Maynard JACKSON, Plaintiff and Appellant, v. WELLS FARGO BANK, Defendant and Respondent.
I. FACTUAL AND PROCEDURAL BACKGROUND 1
In February 1993 appellant presented a cashier's check to the branch manager of respondent's Oakland Civic Center Branch. The cashier's check had been purchased by him over four years earlier, in 1988. For a variety of reasons, respondent's officials suspected the cashier's check was counterfeit and summoned the Oakland police, who arrived and arrested appellant as he was waiting in the bank lobby. Respondent subsequently discovered that the cashier's check was, indeed, valid. It notified the police and municipal court to this effect, provided appellant a replacement check, and apologized to him in writing.
Appellant nonetheless filed a complaint against the bank in July 1993, alleging causes of action for false imprisonment, conspiracy and wrongful dishonor of a check. After answering, respondent filed a motion for summary judgment or, in the alternative, summary adjudication. Appellant opposed the motion but, in addition, moved for leave to file an amended complaint, which motion was granted, the court continuing the hearing on respondent's summary judgment or adjudication motion.

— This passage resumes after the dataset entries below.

PR #98, opened 2019-06-03
Support column names in more places

benesch:
See individual commits for details.

### DIFF
--- a/src/sqlast/mod.rs
+++ b/src/sqlast/mod.rs
@@ -25,7 +25,7 @@ use std::ops::Deref;
 pub use self::ddl::{AlterTableOperation, TableConstraint};
 pub use self::query::{
     Cte, Fetch, Join, JoinConstraint, JoinOperator, SQLOrderByExpr, SQLQuery, SQLSelect,
-    SQLSelectItem, SQLSetExpr, SQLSetOperator, SQLValues, TableFactor,
+    SQLSelectItem, SQLSetExpr, SQLSetOperator, SQLValues, TableAlias, TableFactor,
 };
 pub use self::sqltype::SQLType;
 pub use self::value::Value;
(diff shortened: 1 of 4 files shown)


benesch:
> I'm always unsure if I want to introduce a new struct vs tolerate some duplication in existing structs, so if you have a couple of words to say about why you chose to extract TableAlias, I'd appreciate it. Note that I don't have anything against it, so just merging is fine as well.

Sure thing! I thought having a separate struct that could be wrapped in an Option better communicated the set of possibilities. That is, sticking both a `table_alias` and a `column_aliases` field in the outer struct, like

```rust
struct Table {
    table_alias: Option<SQLObjectName>,
    column_aliases: Vec<SQLIdentifier>
}
```

indicates that it might be valid to have column aliases without a table alias, when it is not in fact valid. (You can specify a table alias without specifying column aliases, but you cannot specify a column alias without specifying a table alias.)

> (Ouch, this probably conflicts with the recently landed "WITH options" PR -- the expected order in CREATE VIEW is view_name (columns, list) WITH (options) AS I think? Having dealt with merge conflicts a lot, I feel your pain - thanks for doing this again! and if I can make this easier, please let me know.)

No problem! The rebase is in, and the conflicts weren't too bad. I really appreciate the speed with which you're moving through these PRs, and I'm happy to do a bit of work to split and reintegrate these changes to make the review easier. In other words, it's the overall rate of divergence that's scary and time-consuming, not the latency of any individual review, and the rate of divergence is very solidly negative at the moment! :)

nickolay:
> You can specify a table alias without specifying column aliases, but you cannot specify a column alias without specifying a table alias.

Ah, I have not thought of this. Thanks for clarifying - this makes perfect sense to me.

A first amended complaint was filed in February 1995 and asserted eight (8) causes of action: false imprisonment, intentional infliction of emotional distress, slander per se, malicious prosecution, negligence, negligent infliction of emotional distress, conspiracy, and wrongful dishonor of a cashier's check. After a demurrer was overruled, respondent filed an answer and then supplemental pleadings supporting its earlier motion for summary judgment or adjudication. Appellant filed opposition to this motion and the matter was argued before the trial court on April 19, 1995. A week later, the court issued its ruling granting the respondent's motion as to all causes of action save that for malicious prosecution. A motion for reconsideration was denied.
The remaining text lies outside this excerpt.